Apalagi, saat melihat di televisi dirumah Pak Lurah. Ada berita yang ternyata beberapa hari lalu terjadi longsor di kaki bukit. Rumah dan tanah menjadi antah berantah. Tak ada satupun yang terselamatkan kecuali cinta, Kekasih.  Berita yang sudah menjadi trending topic nasional ini baru sampai di Desa Supeno karena keterbatasan akses listrik. Media massa di seluruh penjuru Desa hanya dari televisi pak Lurah. Itupun hanya beberapa channel yang tertangkap dari antena yang sengaja dipasang di pohon kelapa tertinggi di Desanya.

Supeno gusar. Berpikir sedemikian rupa tentang kerbaunya. Lantas siapa lagi yang ia pikirkan. Ia lelaki yang hampir udzur tapi belum menikah. Usianya hampir menembus kepala tiga tapi tak kunjung bertemu jodoh. Wanita di kampungnya serasa tak berselera membina hubungan dengannya apalagi sampai ke jenjang pelaminan. Keadaan semakin genting. Menjelang adzan subuh hujan belum reda

juga. Tampak air menggulung dahsyat dari hulu sungai tumpah ke Desanya. “Aduh biyung! sesok keboku mangan opo?” pekiknya gundah gulana dalam hati. Yang jadi pertanyaan.
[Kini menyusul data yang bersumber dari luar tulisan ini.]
PR #1560, opened 2022-04-29
[PHP 8.1] Return Type Compatibility with Internal Classes

saundefined:
But perhaps there is a more appropriate page 🤔

### DIFF
--- a/language/oop5/inheritance.xml
+++ b/language/oop5/inheritance.xml
@@ -114,8 +114,8 @@ $bar->printPHP();       // Output: 'PHP is great'
    </para>
  
    <para>
-    As of PHP 8.1.0, when extending internal classes, the return value types of non-final methods
-    must be compatible with the class or interface being extended; otherwise, emits a deprecation notice.
+    As of PHP 8.1.0, when extending internal classes, the return type of methods
+    must be compatible with the class or interface being extended; otherwise, a deprecation notice is emitted.
     Note that lack of an explicit return declaration is also considered a signature mismatch,
     and thus results in the deprecation notice.
    </para>
--- a/language/oop5/inheritance.xml
+++ b/language/oop5/inheritance.xml
@@ -122,7 +122,7 @@ $bar->printPHP();       // Output: 'PHP is great'
    </para>
  
    <para>
-    In case the return type cannot be declared for an overriding method due to PHP cross-version compatibility concerns,
+    If the return type cannot be declared for an overriding method due to PHP cross-version compatibility concerns,
     a <code>#[ReturnTypeWillChange]</code> attribute can be added to silence the deprecation notice.
    </para>
  
--- a/language/oop5/inheritance.xml
+++ b/language/oop5/inheritance.xml
@@ -135,8 +135,7 @@ class MyDateTime extends DateTime
     public function modify(string $modifier) { return false; }
 }
  
-// "Deprecated: Return type of MyDateTime::modify(string $modifier) should either be compatible
-// with DateTime::modify(string $modifier): DateTime|false" as of PHP 8.1.0
+// "Deprecated: Return type of MyDateTime::modify(string $modifier) should either be compatible with DateTime::modify(string $modifier): DateTime|false, or the #[\ReturnTypeWillChange] attribute should be used to temporarily suppress the notice" as of PHP 8.1.0
 ?> 
 ]]>
     </programlisting>
@@ -152,8 +151,7 @@ class MyDateTime extends DateTime
     public function modify(string $modifier): ?DateTime { return null; }
 }
  
-// "Deprecated: Return type of MyDateTime::modify(string $modifier):
-// ?DateTime should either be compatible with DateTime::modify(string $modifier): DateTime|false" as of PHP 8.1.0
+// "Deprecated: Return type of MyDateTime::modify(string $modifier): ?DateTime should either be compatible with DateTime::modify(string $modifier): DateTime|false, or the #[\ReturnTypeWillChange] attribute should be used to temporarily suppress the notice" as of PHP 8.1.0
 ?> 
 ]]>
     </programlisting>
--- a/language/oop5/inheritance.xml
+++ b/language/oop5/inheritance.xml
@@ -114,8 +114,9 @@ $bar->printPHP();       // Output: 'PHP is great'
    </para>
  
    <para>
-    As of PHP 8.1.0, when extending internal classes, the return type of methods
-    must be compatible with the parent being extended; otherwise, a deprecation notice is emitted.
+    As of PHP 8.1.0, most internal methods started to "tentatively" declare their return type,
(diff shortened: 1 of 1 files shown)


language/oop5/inheritance.xml
```diff
@@ -105,6 +105,82 @@ $bar->printPHP();       // Output: 'PHP is great'
    </example>
   </sect2>
 
+  <sect2 xml:id="language.oop5.inheritance.internal-classes">
+   <title>Return Type Compatibility with Internal Classes</title>
+ 
+   <para>
+    Prior to PHP 8.1, when extending internal classes, there was no need to add a return type,
```
kocsismate, line 112: IIRC this is not exactly true: there have already been a few non-final methods which were recently added and had their return type declarations

language/oop5/inheritance.xml
```diff
@@ -105,6 +105,82 @@ $bar->printPHP();       // Output: 'PHP is great'
...
+    and even a return type mismatch was allowed.
+   </para>
+ 
+   <para>
+    As of PHP 8.1.0, when extending internal classes, the return value types of non-final methods
```
kocsismate, line 117: IMO we don't have to emphasize non-final:
```suggestion
    As of PHP 8.1.0, when extending internal classes, the return type of methods
```

language/oop5/inheritance.xml
```diff
@@ -105,6 +105,82 @@ $bar->printPHP();       // Output: 'PHP is great'
...
+    must be compatible with the class or interface being extended; otherwise, emits a deprecation notice.
```
kocsismate, line 118:
```suggestion
    must be compatible with the class or interface being extended; otherwise, a deprecation notice is emitted.
```

language/oop5/inheritance.xml
```diff
@@ -105,6 +105,82 @@ $bar->printPHP();       // Output: 'PHP is great'
...
+    <programlisting role="php">
+<![CDATA[
+<?php
+class MyDateTime extends DateTime
+{
+    public function modify(string $modifier): ?DateTime { return null; }
+}
+ 
+// "Deprecated: Return type of MyDateTime::modify(string $modifier):
+// ?DateTime should either be compatible with DateTime::modify(string $modifier): DateTime|false" as of PHP 8.1.0
```
kocsismate, line 156: the end of the error message is missing

language/oop5/inheritance.xml
saundefined: What do you think is better: removing the paragraph or rewording to "when extending some/most internal classes..."?

kocsismate: I think the latter one is better

saundefined: Thank you!

language/oop5/inheritance.xml
```diff
@@ -105,6 +105,80 @@ $bar->printPHP();       // Output: 'PHP is great'
    </example>
   </sect2>
 
+  <sect2 xml:id="language.oop5.inheritance.internal-classes">
+   <title>Return Type Compatibility with Internal Classes</title>
+ 
+   <para>
+    Prior to PHP 8.1, when extending most internal classes, there was no need to add a return type,
+    and even a return type mismatch was allowed.
```
kocsismate, line 113: What do you mean here exactly? In methods without return types, there couldn't be a return type mismatch, since any return type was allowed.

language/oop5/inheritance.xml
```diff
@@ -105,6 +105,80 @@ $bar->printPHP();       // Output: 'PHP is great'
...
+   </para>
+ 
+   <para>
+    As of PHP 8.1.0, when extending internal classes, the return type of methods
```
kocsismate, line 117: There are still a few methods whose return type is not declared (usually because the behavior of the method is crazy). On the other hand, interfaces could be mentioned here as well, and the "class or interface" below could be changed to "parent"

language/oop5/inheritance.xml
kocsismate: Maybe the introduction paragraph could mention instead that most internal classes or methods didn't declare their return types prior to php 8.1, and any return type was allowed when extending them.

saundefined: Thank you, rewrote it

language/oop5/inheritance.xml
```diff
@@ -105,6 +105,80 @@ $bar->printPHP();       // Output: 'PHP is great'
...
+  <sect2 xml:id="language.oop5.inheritance.internal-classes">
+   <title>Return Type Compatibility with Internal Classes</title>
+ 
+   <para>
+    Prior to PHP 8.1, most internal classes or methods didn't declare their return types,
+    and any return type was allowed when extending them.
+   </para>
+ 
+   <para>
+    As of PHP 8.1.0, when extending internal classes, the return type of methods
```
kocsismate, line 117: IMO the only missing part is that most internal methods started to "tentatively" declare their return type. In which case, the return type of overriding methods needs to becompatible.

Also, I'd use should here: "the return type of methods *should* be compatible ..."

kocsismate (approved):
Looks good to me. As always, review by native speakers is highly appreciated :)

Crell:
One tiny language note.  Otherwise looks good to this American. :smile:

saundefined:
Thanks everyone!

jmikola:
I came across this PR while reviewing https://github.com/alcaeus/doc-en/pull/3 for @alcaeus, which is also adding `ReturnTypeWillChange` to the MongoDB extension docs. One thing I couldn't figure out is why this PR used a backslash between the opening bracket and "R" in a few places, such as https://github.com/php/doc-en/commit/081cf71ecb97b239c1e07beaadb71af0b0c42764#diff-f9a69bbe508e0ea8560572d071eedc00b00477b19ecba80b44737d95e7e973b5R139

Is that escaping necessary? Searching the PHP documentation, I only see that twice in `en/language/oop5/inheritance.xml` (from this PR), twice in `en/language/predefined/iterator.xml`, and once in `en/language/predefined/arrayaccess/offsetexists.xml`. If it's not actually necessary I can submit a PR to remove it, but I wanted to confirm first.

alcaeus:
The backslash is not to escape the `R`, but rather to provide a fully qualified class name. This may be unnecessary in this case as the snippets don't declare a namespace, but if users were to copy-paste that code to a file declaring a namespace, it would become necessary again.

kocsismate:
It's funny and a very nice catch in the same time! :) I'm sure @saundefined 's intention was to reference `ReturnTypeWillChange`as a FQCN in order to avoid problems with calls from namespaces. However, The `\` is not escaped itself properly, so the manual doesn't display `\`.

saundefined:
Oh, the deprecation notice is copied from output (https://3v4l.org/5WH2c#v8.1.9) 
The backslash is not necessary.

PR #1563, opened 2022-05-02
Fix type for index in ZipArchive::replaceFile

kingkero:
In all of the `ZipArchive` methods, the `index` is always described as `int` (see https://www.php.net/manual/en/class.ziparchive.php). Only for the `replaceFile` it is documented as `string`. However, actually passing a `string` will trigger (in PHP 8.1.5)

> Fatal error: Uncaught TypeError: ZipArchive::replaceFile(): Argument #2 ($index) must be of type int, string given

> TypeError: ZipArchive::replaceFile(): Argument #2 ($index) must be of type int, string given

The error also appears in other languages of the documentation. But _replacefile.xml_ is only present in this repo. So I assume the other language docs will be automatically fixed after merging this?

### DIFF
--- a/reference/zip/ziparchive/replacefile.xml
+++ b/reference/zip/ziparchive/replacefile.xml
@@ -10,7 +10,7 @@
   <methodsynopsis>
    <modifier>public</modifier> <type>bool</type><methodname>ZipArchive::replaceFile</methodname>
    <methodparam><type>string</type><parameter>filepath</parameter></methodparam>
-   <methodparam><type>string</type><parameter>index</parameter></methodparam>
+   <methodparam><type>int</type><parameter>index</parameter></methodparam>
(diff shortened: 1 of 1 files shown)


cmb69:
Oh, right, but we need to fix [the stub](https://github.com/php/php-src/blob/82dae61c04205e2a09df005b00bc7398aa586023/ext/zip/php_zip.stub.php#L94) first. Do you want to provide a PR for php-src? If so, you need to fix the stub, and then run `php build/gen_stub.php ext/zip/php_zip.stub.php` to regenerate php_zip_arginfo.h.

kingkero:
@cmb69 Thanks for the info, created as https://github.com/php/php-src/pull/8481

cmb69:
Since the php-src PR has already been merged, I'm going to merge this as well. Thanks again!

PR #1565, opened 2022-05-02
functions/constant Minor tweak to "errors" section

jblz:
https://www.php.net/manual/en/function.constant.php

This updates the text from:

> An Error exception is thrown, if the constant is not defined.

to:

> If the constant is not defined, an Error exception is thrown.

The existing text is more difficult to read as it puts the condition behind the result. If the existing text is preferred, I'd remove the comma.

### DIFF
--- a/reference/misc/functions/constant.xml
+++ b/reference/misc/functions/constant.xml
@@ -53,9 +53,8 @@
  <refsect1 role="errors">
   &reftitle.errors;
   <para>
-   An <classname>Error</classname> exception is thrown,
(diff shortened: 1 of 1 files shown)


cmb69:
I'm not strictly against changing this, but we should have some style guideline about those error sections. Otherwise we're risking to change the syntax over and over again, what would be particularly annoying for translators.

Crell:
The current text is just flat out incorrect because of the comma. There should either be no comma, or this change that reverses the clause order.  Either would work.

Since this one is here, I'm good with it for now.

PR #1942, opened 2022-11-04
Document dynamic properties

Girgias:
Because obviously this is not documented *sigh*

### DIFF
--- a/language/oop5/properties.xml
+++ b/language/oop5/properties.xml
@@ -326,6 +326,28 @@ $test->obj = new stdClass;
    </para>
   </sect2>
 
+  <sect2 xml:id="language.oop5.properties.dynamic-properties">
+   <title>Dynamic properties</title>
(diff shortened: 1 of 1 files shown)


language/oop5/properties.xml
```diff
@@ -326,6 +326,28 @@ $test->obj = new stdClass;
    </para>
   </sect2>
 
+  <sect2 xml:id="language.oop5.properties.dynamic-properties">
+   <title>Dynamic properties</title>
+   <para>
+    If trying to access a non existant property on an &object;,
```
cmb69, line 332: "access" is confusing in this context (could mean read access). Maybe better "assign to":
```suggestion
    If trying to assign to a non existant property on an &object;,
```

cmb69 (commented):
Thank you! Looks mostly good, besides the "access" issue.

PR #1943, opened 2022-11-04
Sync ext/spl class constants with stubs - part 1

kocsismate:
These are usually simple sync changes: visibility modifier is added, value is removed. Only ~2 new constants are added.

### DIFF
--- a/reference/spl/regexiterator.xml
+++ b/reference/spl/regexiterator.xml
@@ -37,40 +37,46 @@
 
     <classsynopsisinfo role="comment">&Constants;</classsynopsisinfo>
     <fieldsynopsis>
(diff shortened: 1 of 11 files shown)


reference/spl/regexiterator.xml
```diff
@@ -167,6 +173,15 @@
        </para>
       </listitem>
      </varlistentry>
+
```
Girgias, line 176:
```suggestion

```
Whitespaces

kocsismate: Sorry, I force pushed: I made a few whitespace changes on the regexiterator and filesystemiterator pages

cmb69 (approved):
Thank you!

PR #1945, opened 2022-11-04
Sync ext/intl class constants with stubs - part 1

kocsismate:


reference/intl/spoofchecker.xml
```diff
@@ -39,86 +39,86 @@
      </ooclass>
     </classsynopsisinfo>
 
-    <classsynopsisinfo role="comment">Constants</classsynopsisinfo>
```
kocsismate, line 42: Only the order of the constants changed, except that a few of them were declared as `int|float`, but now all of them are `int`.

Girgias (approved):
What I've learned is that the INTL constants are barely documented.

cmb69:
> What I've learned is that the INTL constants are barely documented.

The whole extension's documentation is insufficient. For instance, there are still 86 `&warn.undocumented.func;`. :(

PR #1951, opened 2022-11-05
Extend ext/random documentation (3)

TimWolla:
With this PR, the parameters and return values should be described for every method, except:

- Randomizer::nextInt(): This method isn't great and I'm not sure what can be usefully written there.
- The various __serialize(), __unserialize(), __debugInfo() methods. Is there some existing documentation where I can steal from?

What's missing and is intentionally omitted so far:

- Description for Random\Engine.
- Long-form descriptions for the methods.
- Examples.
- Further Cleanup

### DIFF
--- a/reference/random/functions/random-bytes.xml
+++ b/reference/random/functions/random-bytes.xml
@@ -38,7 +38,7 @@
  <refsect1 role="returnvalues"><!-- {{{ -->
   &reftitle.returnvalues;
   <para>
-   Returns a string containing the requested number of cryptographically
+   A string containing the requested number of cryptographically
    secure random bytes.
   </para>
  </refsect1><!-- }}} -->
--- a/reference/random/random/engine/mt19937/construct.xml
+++ b/reference/random/random/engine/mt19937/construct.xml
@@ -27,7 +27,14 @@
     <term><parameter>seed</parameter></term>
     <listitem>
      <para>
+      Fills the state with values generated with a linear congruential generator
+      that was seeded with <parameter>seed</parameter> interpreted as an unsigned
+      32 bit integer.
+     </para>
 
+     <para>
+      If <parameter>seed</parameter> is omitted or &null;, a random unsigned
+      32 bit integer will be used.
      </para>
     </listitem>
    </varlistentry>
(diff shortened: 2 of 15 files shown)


zeriyoshi:
OK like this?

> Randomizer::nextInt(): This method isn't great and I'm not sure what can be usefully written there.

```
This method returns raw platform size-dependent values by means of a random number generator. In general, if you do not understand the meaning of this description, or if the range of numbers you are looking for is fixed, use getInt() instead.
```

> The various __serialize(), __unserialize(), __debugInfo() methods. Is there some existing documentation where I can steal from?

As with `\DateTime`, it seems unnecessary to describe the details of these magic methods.

reference/random/random/engine/mt19937/construct.xml
```diff
@@ -27,15 +27,47 @@
...
     <term><parameter>mode</parameter></term>
     <listitem>
      <para>
-
+      Use one of the following constants to specify the implementation of the algorithm to use.
+      <informaltable>
+       <tgroup cols="2">
+        <thead>
+         <row>
+          <entry>Constant</entry>
```
Girgias, line 50:
```suggestion
          <entry>&Constants;</entry>
```

reference/random/random/engine/mt19937/construct.xml
```diff
@@ -27,15 +27,47 @@
...
+          <entry><constant>MT_RAND_MT19937</constant></entry>
+          <entry>
+           Uses the standardized Mt19937 implementation.
+          </entry>
+         </row>
+         <row>
+          <entry><constant>MT_RAND_PHP</constant></entry>
+          <entry>
+           Uses an incorrect implementation for backwards compatibility with <function>mt_srand</function> before
+           PHP 7.1.
```
Girgias, line 65:
```suggestion
           Uses an incorrect implementation for backwards compatibility with <function>mt_srand</function> prior to
           PHP 7.1.0.
```
Full version

Girgias (approved):
Other than the nits LGTM

reference/random/functions/random-bytes.xml
```diff
@@ -38,7 +38,7 @@
  <refsect1 role="returnvalues"><!-- {{{ -->
   &reftitle.returnvalues;
   <para>
-   Returns a string containing the requested number of cryptographically
+   A string containing the requested number of cryptographically
```
cmb69, line 41:
```suggestion
   A string containing the requested number of cryptographically.
```

salathe: This would result in the following:

> A string containing the requested number of cryptographically. secure random bytes.

Surely, that's not intended.

cmb69: Oops, thank you!

zeriyoshi (approved):

reference/random/random/engine/mt19937/construct.xml
TimWolla: @Girgias I don't think the plural is appropriate here. In any case, the headlines are stolen from:

https://github.com/php/doc-en/blob/b412bbd26214f7281ac7dd858710e09952a275f2/reference/random/functions/mt-srand.xml#L45

Shall I:
- Create a new entity for the singular and change both.
- Change neither?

Disaat orang Desa sibuk menyelamatkan harta benda dirumahnya masing masing. Supeno malah repot mengelus elus kerbaunya. Semacam ada kekhawatiran yang mendalam tentang bagaimana nasib kerbaunya esok hari.

 “Bagaimana cara menerjemahkan definisi kebahagiaan, Kekasih?. Jika manusia dan binatang sama sama makhluk Tuhan, apalagi yang perlu diperdebatkan soal siapa yang lebih sempurna. Bahwasanya terlampau sering manusia berperilaku seperti binatang dan melupakan harfiah sebagai manusia itu sendiri.”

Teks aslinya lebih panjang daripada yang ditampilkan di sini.